Quant au changement d'itinéraire de dernière minute de la caravane du Pastef, prévu cet après-midi, avec un appel au rassemblement devant la villa privée du maire de Dakar, Abdoulaye Ndiaye y voit un acte de provocation : "C'est comme un appel coordonné à la violence, dit-il. Et on entre dans une spirale puisque Barthélémy Dias a réagi en disant qu'il continuera à faire campagne et que rien ne pourra l'intimider. Donc ils appellent leurs militants à se rencontrer. Le choc risque d'avoir lieu, même si des dispositions sécuritaires sont prises. […] Les conséquences ne peuvent s'abattre que sur des citoyens qui n'aspirent qu'à circuler pacifiquement et à vivre en paix."

Les élections pourront-elles avoir lieu dimanche ?
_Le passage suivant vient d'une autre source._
PR #262, opened 2021-06-18
Initial OfflineFileCache Changes

avanigupta:
To make it easier to review the new OfflineFileCache implementation, this PR only covers the following basic changes:

- Updates to `OfflineFileCacheOptions`:
    - Added DataProtector (optional)
    - Added FileCacheExpiration (mandatory)
    - Updated Path to be mandatory
    - Removed Key, IV and SignKey
- Removed our old implementation of encryption/decryption.
- Added time limited encryption/decryption using DataProtection APIs.
- Updated the fields in cache file:
    - Encrypted data (d)
    - Plain text scope token (s)
    - Plain text expiration time (e)
- Updated `Microsoft.Extensions.DependencyInjection.Abstractions` from 2.1.1 to 3.1.16 so that we can use more recent 3.xx DataProtection packages.
- Added new tests and removed the dependency on `cache.json` offline cache test file. Since new cache files have an expiration time, we cannot use persisted test files anymore. 

Other behavioral changes will be made in future PRs.


src/Microsoft.Extensions.Configuration.AzureAppConfiguration/OfflineFileCache.cs
```diff
@@ -308,5 +248,22 @@ internal static void ValidateCachePath(string path)
...
+        internal static void ValidateFileCacheExpiration(TimeSpan expiration)
+        {
+            if (expiration <= TimeSpan.Zero)
+            {
+                throw new ArgumentException($"Please provide a valid {nameof(OfflineFileCacheOptions)}.{nameof(OfflineFileCacheOptions.FileCacheExpiration)}.");
+            }
+
+            try
+            {
+                _ = DateTimeOffset.UtcNow + expiration;
```
jimmyca15, line 261: Can this be rewritten without exception ? `DateTimeOffset.MaxValue - expiration > DatetimeOffset.UtcNow

src/Microsoft.Extensions.Configuration.AzureAppConfiguration/OfflineFileCache.cs
```diff
@@ -308,5 +248,22 @@ internal static void ValidateCachePath(string path)
                 throw new ArgumentException($"The directory with path {directoryPath} does not exist.");
             }
         }
+
+        internal static void ValidateFileCacheExpiration(TimeSpan expiration)
+        {
+            if (expiration <= TimeSpan.Zero)
+            {
+                throw new ArgumentException($"Please provide a valid {nameof(OfflineFileCacheOptions)}.{nameof(OfflineFileCacheOptions.FileCacheExpiration)}.");
```
jimmyca15, line 256: Looks like it's also out of range.

src/Microsoft.Extensions.Configuration.AzureAppConfiguration/OfflineFileCache.cs
```diff
@@ -285,12 +222,15 @@ private void EnsureOptions(AzureAppConfigurationOptions azconfigOptions)
...
         internal static void ValidateCachePath(string path)
         {
+            if (path == null)
+            {
+                throw new ArgumentNullException($"{nameof(OfflineFileCacheOptions)}.{nameof(OfflineFileCacheOptions.Path)}", "Please provide the path for storing offline file cache.");
+            }
+
             if (!Path.IsPathRooted(path) || !string.Equals(Path.GetFullPath(path), path) || string.IsNullOrWhiteSpace(Path.GetFileName(path)))
             {
                 throw new ArgumentException($"The path {path} is not a full file path.");
```
jimmyca15, line 236: Can we update this to use the second parameter, argument name.

src/Microsoft.Extensions.Configuration.AzureAppConfiguration/OfflineFileCache.cs
jimmyca15: With ARgumentOutOfRange just need param name in constructor.

src/Microsoft.Extensions.Configuration.AzureAppConfiguration/OfflineFileCache.cs
```diff
@@ -308,5 +248,22 @@ internal static void ValidateCachePath(string path)
...
+                throw new ArgumentException($"Please provide a valid {nameof(OfflineFileCacheOptions)}.{nameof(OfflineFileCacheOptions.FileCacheExpiration)}.");
+            }
+
+            try
+            {
+                _ = DateTimeOffset.UtcNow + expiration;
+            }
+            catch (ArgumentOutOfRangeException)
+            {
+                throw new ArgumentOutOfRangeException($"{nameof(OfflineFileCacheOptions)}.{nameof(OfflineFileCacheOptions.FileCacheExpiration)}", "Please provide a shorter file cache expiration. The expiration time added to the current UTC time results in an un-representable DateTime.");
```
jimmyca15, line 265: > The expiration time added to the current UTC time results in an un-representable DateTime.

That's going pretty deep into the details. would probably be fine to just call out it's too big.

src/Microsoft.Extensions.Configuration.AzureAppConfiguration/OfflineFileCacheOptions.cs
```diff
@@ -10,22 +13,27 @@ public class OfflineFileCacheOptions
     {
         /// <summary>
         /// The file path to use for persisting cached data.
+        /// If your application is running in Azure App Service, storing the cache file in %HOME%
```
jimmyca15, line 16: 👍

src/Microsoft.Extensions.Configuration.AzureAppConfiguration/OfflineFileCache.cs
avanigupta: I tried that too. If `expiration` is `TimeSpan.MaxValue`, `DateTimeOffset.MaxValue - expiration` also threw `ArgumentOutOfRangeException`

src/Microsoft.Extensions.Configuration.AzureAppConfiguration/OfflineFileCache.cs
```diff
@@ -237,43 +194,23 @@ private async Task DoUpdate(string tempFile, int retry = 0)
             }
         }
 
-        private void EnsureOptions(AzureAppConfigurationOptions azconfigOptions)
+        private void CreateScopeToken(AzureAppConfigurationOptions azconfigOptions)
         {
             if (azconfigOptions == null)
```
jimmyca15, line 199: Can you move this to public API entry point and use debug.assert here. Also, param name should match public API.

src/Microsoft.Extensions.Configuration.AzureAppConfiguration/OfflineFileCache.cs
```diff
@@ -237,43 +194,23 @@ private async Task DoUpdate(string tempFile, int retry = 0)
...
-                //
                 // The default scope token is the configuration store endpoint combined with all of the key-value filters
-
-                string endpoint = ConnectionStringParser.Parse(azconfigOptions.ConnectionString, "Endpoint");
-
+                string endpoint = (azconfigOptions.Endpoint != null)
+                                  ? azconfigOptions.Endpoint.ToString() 
+                                  : ConnectionStringParser.Parse(azconfigOptions.ConnectionString, "Endpoint");
+                
                 if (string.IsNullOrWhiteSpace(endpoint))
```
jimmyca15, line 211: How can this happen?

jimmyca15: That would be if someone passed a cooked AppConfigOptions that doesn't have correct endpoint or connection string? In that case wouldn't it be arg exception?

src/Microsoft.Extensions.Configuration.AzureAppConfiguration/OfflineFileCache.cs
```diff
@@ -144,23 +103,25 @@ public string Import(AzureAppConfigurationOptions options)
...
-                            }
-                        }
+                        return _timeLimitedDataProtector.Unprotect(data);
                     }
                 }
                 catch (IOException ex) when (ex.HResult == ERROR_SHARING_VIOLATION)
                 {
                     Task.Delay(new Random().Next(delayRange)).ConfigureAwait(false).GetAwaiter().GetResult();
                 }
+                catch (CryptographicException)
```
jimmyca15, line 115: The expired data case is interesting. I imagine we should treat that as if the file doesn't exist at all rather than throwing.

src/Microsoft.Extensions.Configuration.AzureAppConfiguration/OfflineFileCache.cs
```diff
@@ -130,12 +93,8 @@ public string Import(AzureAppConfigurationOptions options)
                                     data = reader.ReadAsString();
```
jimmyca15, line 93: I'm wondering if we should add a version property representing the schema version. This is one way we can ensure that we don't interact with an old offline cache file.

src/Microsoft.Extensions.Configuration.AzureAppConfiguration/OfflineFileCache.cs
avanigupta: I wanted to handle `CryptographicException` in `AzureAppConfigurationProvider` where `Import` is called. Provider might need to decide whether to rethrow this exception with a good error message, or silently fail.

src/Microsoft.Extensions.Configuration.AzureAppConfiguration/OfflineFileCache.cs
jimmyca15: This validation is interesting. We use expiration at later points during runtime, at which the addition here may overflow. We're validating something who's validity depends on when it's validated. It may require being more restrictive on upper limit to be reasonable.

src/Microsoft.Extensions.Configuration.AzureAppConfiguration/OfflineFileCache.cs
```diff
@@ -285,12 +222,15 @@ private void EnsureOptions(AzureAppConfigurationOptions azconfigOptions)
 
                 _scopeToken = sb.ToString();
```
jimmyca15, line 223: It looks like scopetoken is dependent on method local variables. I don't think it can be a member.

src/Microsoft.Extensions.Configuration.AzureAppConfiguration/OfflineFileCache.cs
avanigupta: If we do read an old offline cache file, we won't be able to decrypt it with the new DataProtector anyway. So `Import` is definitely going to fail. Do you have any scenario in mind where we might need to be more careful?

src/Microsoft.Extensions.Configuration.AzureAppConfiguration/OfflineFileCache.cs
jimmyca15: > I wanted to handle CryptographicException in AzureAppConfigurationProvider

CryptographicException is quite generic. Can we distinguish the case where the data has expired? That's the only one I'm thinking about at the moment. The rest will most likely go unhandled.

jimmyca15: I think we should treat expired data case the same as the file not existing.

src/Microsoft.Extensions.Configuration.AzureAppConfiguration/OfflineFileCache.cs
avanigupta: I checked that this can never happen. If the connection string is invalid or endpoint is missing, AppConfig SDK will throw an exception during `AzureAppConfigurationSource.Build()` as it tries to create the `ConfigurationClient`.

src/Microsoft.Extensions.Configuration.AzureAppConfiguration/OfflineFileCache.cs
avanigupta: I checked the HResult for different CryptographicExceptions. They always have the same HResult (-2146233087). Only the message is different. For example:
- Expired data = "The payload expired at 6/23/2021 11:22:04 PM +00:00."
- Tampered data = "The provided payload cannot be decrypted because it was not protected with this protection provider."
- Deleted encryption keys = "The provided payload cannot be decrypted because it was not protected with this protection provider."
- Some old invalid data (not sure how it was invalid) = "The payload was invalid."

src/Microsoft.Extensions.Configuration.AzureAppConfiguration/OfflineFileCache.cs
avanigupta: This exception will be thrown even if someone doesn't set the FileCacheExpiration since we can't really check for null here. I could split the check and handle `expiration==TimeSpan.Zero` and `expiration<TimeSpan.Zero` separately, but even then, we can't pin point if user passed 0 expiration or just forgot to set it. So I just bundled those up into one `ArgumentException`

src/Microsoft.Extensions.Configuration.AzureAppConfiguration/OfflineFileCache.cs
avanigupta: I agree that this addition could still overflow at the time when data expiration is actually calculated. But we can't really have an arbitrary upper limit here. DataProtection docs suggest that the expiration should be no longer than a few weeks/one month. But they also don't have any enforcement for the upper limit. They just bubble up `ArgumentOutOfRangeException` if expiration is too big.

The only reason I want to keep this check here is because there might be some users who might try to persist their cache file forever and will therefore pass `TimeSpan.MaxValue` as their file expiration. For such users, this is an error that can be thrown much earlier during application startup instead of failing at the end of startup.

src/Microsoft.Extensions.Configuration.AzureAppConfiguration/OfflineFileCache.cs
jimmyca15: Perhaps we should persist the expiration date unencrypted so that we can avoid an exception in the expired data case.

src/Microsoft.Extensions.Configuration.AzureAppConfiguration/OfflineFileCache.cs
```diff
@@ -237,75 +197,76 @@ private async Task DoUpdate(string tempFile, int retry = 0)
...
             }
 
-            _options = options;
+            if (_options.DataProtector == null)
+            {
+                IDataProtectionProvider dataProtectionProvider = DataProtectionProvider.Create($"{_options.Path}-{_appConfigEndpoint}");
+                _options.DataProtector = dataProtectionProvider.CreateProtector($"AppConfigurationOfflineFileCacheProtector-{_appConfigEndpoint}");
+            }
+
+            _timeLimitedDataProtector = _timeLimitedDataProtector ?? _options.DataProtector.ToTimeLimitedDataProtector();
```
jimmyca15, line 228: >_timeLimitedDataProtector = _timeLimitedDataProtector [](http://example.com/codeflow?start=12&length=53)

This kind of looks like an unintended assignment since you're assigning the same variable. If this is just for initialization I'd recommend using an if statment.

src/Microsoft.Extensions.Configuration.AzureAppConfiguration/OfflineFileCache.cs
```diff
@@ -237,75 +197,76 @@ private async Task DoUpdate(string tempFile, int retry = 0)
...
                 }
 
                 _scopeToken = sb.ToString();
             }
 
-            _options = options;
+            if (_options.DataProtector == null)
+            {
+                IDataProtectionProvider dataProtectionProvider = DataProtectionProvider.Create($"{_options.Path}-{_appConfigEndpoint}");
+                _options.DataProtector = dataProtectionProvider.CreateProtector($"AppConfigurationOfflineFileCacheProtector-{_appConfigEndpoint}");
```
jimmyca15, line 225: >_options.DataProtector [](http://example.com/codeflow?start=16&length=22)

Do we need to set this? It kind of looks like it's just being used for conditional initialization logic.

src/Microsoft.Extensions.Configuration.AzureAppConfiguration/OfflineFileCache.cs
avanigupta: If we persist the expiration date unencrypted, someone can manually edit the expiration time to use the file forever. In that case, we will have to include something like a digital signature for the entire file to make sure that the expiration time hasn't been tampered with. That is an extra step that the time limited data protector saves.

src/Microsoft.Extensions.Configuration.AzureAppConfiguration/OfflineFileCache.cs
jimmyca15: That's fine, if we need versioning because we change some formatting then we can worry about that in the future and consider v1 to be the object that doesn't have version.

jimmyca15: What's going to be the expectation for customers who reference the new provider, and configure the offline file cache to point to the same file path?

src/Microsoft.Extensions.Configuration.AzureAppConfiguration/OfflineFileCache.cs
jimmyca15: It doesn't change the fact that we use a time limited data protector. If the date gets extended we get a cryptographic exception when we try to decrypt the data. But if the user wants to cause a cryptographic exception all they need to do is modify the encrypted payload and they could do the same thing.

src/Microsoft.Extensions.Configuration.AzureAppConfiguration/Microsoft.Extensions.Configuration.AzureAppConfiguration.csproj
```diff
@@ -17,9 +17,22 @@
...
     <PackageReference Include="Azure.Security.KeyVault.Secrets" Version="4.0.1" />
     <PackageReference Include="Microsoft.Extensions.Configuration" Version="2.1.1" />
-    <PackageReference Include="Microsoft.Extensions.DependencyInjection.Abstractions" Version="2.1.1" />
     <PackageReference Include="System.Text.Json" Version="4.6.0" />
   </ItemGroup>
+  
+  <ItemGroup Condition="'$(TargetFramework)' != 'netstandard2.0'">
+    <PackageReference Include="Microsoft.Extensions.DependencyInjection.Abstractions" Version="5.0.0" />
+    <PackageReference Include="Microsoft.AspNetCore.DataProtection.Abstractions" Version="5.0.7" />
+    <PackageReference Include="Microsoft.AspNetCore.DataProtection" Version="5.0.7" />
```
jimmyca15, line 26: I don't believe 5.x packages are expected to be used with netcoreapp3.1. The 3.x train of packages are still maintained side-by-side with 5.x https://www.nuget.org/packages/Microsoft.AspNetCore.DataProtection/6.0.0-preview.5.21301.17

jimmyca15: Also, 2.x is still supported until August 21. https://dotnet.microsoft.com/platform/support/policy/dotnet-core

src/Microsoft.Extensions.Configuration.AzureAppConfiguration/Microsoft.Extensions.Configuration.AzureAppConfiguration.csproj
```diff
@@ -17,9 +17,22 @@
     <PackageReference Include="Azure.Data.AppConfiguration" Version="1.0.0" />
     <PackageReference Include="Azure.Security.KeyVault.Secrets" Version="4.0.1" />
     <PackageReference Include="Microsoft.Extensions.Configuration" Version="2.1.1" />
-    <PackageReference Include="Microsoft.Extensions.DependencyInjection.Abstractions" Version="2.1.1" />
     <PackageReference Include="System.Text.Json" Version="4.6.0" />
   </ItemGroup>
+  
+  <ItemGroup Condition="'$(TargetFramework)' != 'netstandard2.0'">
```
jimmyca15, line 23: I'm not sure multi-targeting is needed because of these new references. They are all still maintained as netstandard.

src/Microsoft.Extensions.Configuration.AzureAppConfiguration/OfflineFileCache.cs
avanigupta: In that case, its possible to get a false positive for expired data. Consider this:
Someone manually modified the expiration date in the cache file to a time in the past. They also tampered with the encrypted data. Now when we get a CryptographicException, we are going to deduce that this is because the file has expired, when in fact its the data that is corrupt.

I'm not sure why we need to differentiate between expired data vs other cryptographic exceptions. I agree the behavior in case of expired data and cache file not being present is the same. But isn't the end result same for all other cryptographic exceptions too - throw an exception and let users deal with it?

src/Microsoft.Extensions.Configuration.AzureAppConfiguration/OfflineFileCache.cs
avanigupta: In the cache-first approach during startup, I think we should swallow (and log in future) any exceptions while reading from cache file and continue loading from server.
The first time data is loaded from server, their cache file will be updated with new data encrypted using data protector.
If they also get a server exception on the first try loading from server, then we can throw the server exception.

src/Microsoft.Extensions.Configuration.AzureAppConfiguration/Microsoft.Extensions.Configuration.AzureAppConfiguration.csproj
avanigupta: You're right. Not sure why I had to introduce multi targeting during my testing, but now I see that its not really needed. We have two options:
1. Upgrade `Microsoft.Extensions.DependencyInjection.Abstractions` to 5.x so that we can use 5.x DataProtection packages.
2. Add 2.x DataProtection packages if we don't want to upgrade `Microsoft.Extensions.DependencyInjection.Abstractions`.

src/Microsoft.Extensions.Configuration.AzureAppConfiguration/OfflineFileCache.cs
avanigupta: We do need to set `_options.DataProtector`. This is because every time we call `EnsureOptions`, we need to check if `_options.DataProtector` is null. If it's null, that means users have not provided an instance of DataProtector and we need to create a default instance only once.

jimmyca15: But if we check if _timeLimitedDataProtector is null instead don't we avoid that skip without assigning that on the input options?

avanigupta: _timeLimitedDataProtector will be null on the first import/export call regardless of whether users have provided a DataProtector or not.

We will have to do something like this:
```
if (_timeLimitedDataProtector == null)
{
    if (_options.DataProtector == null)
    {
        IDataProtectionProvider dataProtectionProvider = DataProtectionProvider.Create($"{_options.Path}-{_appConfigEndpoint}");
       _timeLimitedDataProtector = dataProtectionProvider.CreateProtector($"AppConfigurationOfflineFileCacheProtector-{_appConfigEndpoint}").ToTimeLimitedDataProtector();
    }
    else
    {
        _timeLimitedDataProtector  = _options.DataProtector.ToTimeLimitedDataProtector();
    }
}
```

jimmyca15: Right, which makes sense if `_timeLimitedDataProtector` is what we are trying to initialize

avanigupta: Okay, I'll change it to initialize _timeLimitedDataProtector  only.

src/Microsoft.Extensions.Configuration.AzureAppConfiguration/OfflineFileCache.cs
avanigupta: Moved this logic to `Export` because we need to calculate the expiration time anyway.

src/Microsoft.Extensions.Configuration.AzureAppConfiguration/OfflineFileCache.cs
avanigupta: Storing the expiration time in the file and using that for two purposes:
1. If expiration time has already passed, avoid CryptographicException by not decrypting the data.
2. If cache file doesn't contain expiration time, it could be an old cache file that the new provider will not be able to decrypt. Avoid another CryptographicException by not decrypting files which don't have expiration time.

src/Microsoft.Extensions.Configuration.AzureAppConfiguration/Microsoft.Extensions.Configuration.AzureAppConfiguration.csproj
avanigupta: Updated `Microsoft.Extensions.DependencyInjection.Abstractions` to 3.x and added 3.x DataProtection packages.

src/Microsoft.Extensions.Configuration.AzureAppConfiguration/Microsoft.Extensions.Configuration.AzureAppConfiguration.csproj
```diff
@@ -17,8 +17,11 @@
     <PackageReference Include="Azure.Data.AppConfiguration" Version="1.0.0" />
     <PackageReference Include="Azure.Security.KeyVault.Secrets" Version="4.0.1" />
     <PackageReference Include="Microsoft.Extensions.Configuration" Version="2.1.1" />
```
jimmyca15, line 19: If we're using 3.x now we probably want to update the Microsoft.Extensions.Configuration reference.

src/Microsoft.Extensions.Configuration.AzureAppConfiguration/OfflineFileCache.cs
```diff
@@ -144,23 +111,29 @@ public string Import(AzureAppConfigurationOptions options)
...
+                catch (CryptographicException)
+                {
+                    // TBD: This should be handled in AzureAppConfigurationProvider class.
+                    // This exception means that one of the following occured:
+                    //  - the encryption key is invalid/inaccessible;
+                    //  - encrypted data has been tampered with;
+                    //  - data has expired;
+                    //  - any other internal error during decryption.
+                    throw;
+                }
```
jimmyca15, line 136: This doesn't look like it's being used for anything. Should be able to remove the catch

src/Microsoft.Extensions.Configuration.AzureAppConfiguration/OfflineFileCache.cs
```diff
@@ -170,20 +143,35 @@ public string Import(AzureAppConfigurationOptions options)
...
+            string expiryString;
+
+            try
+            {
+                expiryTime = DateTimeOffset.UtcNow + _options.FileCacheExpiration;
+                expiryString = expiryTime.ToString(CultureInfo.InvariantCulture);
+            }
+            catch (ArgumentOutOfRangeException)
+            {
+                throw new ArgumentOutOfRangeException($"{nameof(OfflineFileCacheOptions)}.{nameof(OfflineFileCacheOptions.FileCacheExpiration)}", "Please provide a shorter file cache expiration.");
```
jimmyca15, line 165: >ArgumentOutOfRangeException [](http://example.com/codeflow?start=26&length=27)

Is it reasonable to just set the expirty to max datetime here?

src/Microsoft.Extensions.Configuration.AzureAppConfiguration/OfflineFileCache.cs
```diff
@@ -192,9 +180,9 @@ public void Export(AzureAppConfigurationOptions options, string data)
                             using (var writer = new Utf8JsonWriter(memoryStream))
                             {
                                 writer.WriteStartObject();
-                                writer.WriteString(dataProp, Convert.ToBase64String(encryptedBytes));
-                                writer.WriteString(hashProp, dataHash);
-                                writer.WriteString(scopeProp, scopeHash);
+                                writer.WriteString(dataProp, encryptedData);
+                                writer.WriteString(scopeProp, _scopeToken);
+                                writer.WriteString(expiryProp, expiryString);
```
jimmyca15, line 185: >expiryString [](http://example.com/codeflow?start=63&length=12)

The variable naming is unconventional, usually type isn't a part of the name and should be avoided. But I see it's because there are two "expiry" here. Could be avoided by not having expiryString at all and just doing the tostring here.

src/Microsoft.Extensions.Configuration.AzureAppConfiguration/OfflineFileCache.cs
avanigupta: Although its possible to set expiration to `DateTimeOffset.MaxValue`, we shouldn't be doing it because its discouraged in Data Protection docs. I think its safer to throw the exception instead of allowing users to create cache files that persist indefinitely.

jimmyca15: And that's even though we already validated the expiration when we validated options on construction? In this case it would have to be that the initial expiry was valid, but now it is not.

src/Microsoft.Extensions.Configuration.AzureAppConfiguration/OfflineFileCache.cs
avanigupta: How about expiryToken? 
The same naming problem exists in `Import` too, and there we can't avoid an intermediate string while reading from file.

jimmyca15: I saw it in Import, but didn't comment because I didn't see a way to avoid it. Here though, it looked like only one variable was needed.

src/Microsoft.Extensions.Configuration.AzureAppConfiguration/OfflineFileCache.cs
avanigupta: I removed that check from options construction because we have to go through the same check here again.

src/Microsoft.Extensions.Configuration.AzureAppConfiguration/OfflineFileCache.cs
avanigupta: I wanted to keep it as a to-do here so that we remember to catch it in `AzureAppConfigurationProvider` as required. In the final version, we shouldn't have to catch it here.

src/Microsoft.Extensions.Configuration.AzureAppConfiguration/OfflineFileCache.cs
avanigupta: Okay, removed the `expiryString` variable from Export.

src/Microsoft.Extensions.Configuration.AzureAppConfiguration/Microsoft.Extensions.Configuration.AzureAppConfiguration.csproj
avanigupta: Done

Abdoulaye Ndiaye qualifie les appels des deux camps en lice et de leurs dirigeants d' "irresponsables", alors même que ces derniers "prétendent à être parlementaires pour le pays". Selon lui, les élections pourront malgré tout avoir lieu dimanche, mais dans un climat de tension qui pourrait dissuader certains électeurs de se rendre aux urnes, notamment à Dakar et dans sa banlieue, ainsi que dans le centre du pays.

Toutefois, il espère que le vote se déroulera aussi bien que la présidentielle 2024, exemple selon lui de la "citoyenneté sénégalaise".

Pour ce qui est de l'avenir d'Ousmane Sonko à la tête du gouvernement, Abdoulaye Ndiaye ne veut pas se prononcer. Il regrette simplement que le Premier ministre ait renoué avec le discours violent qu'il avait en tant qu'opposant, mais, cette fois, avec "beaucoup plus de prérogatives et de pouvoir".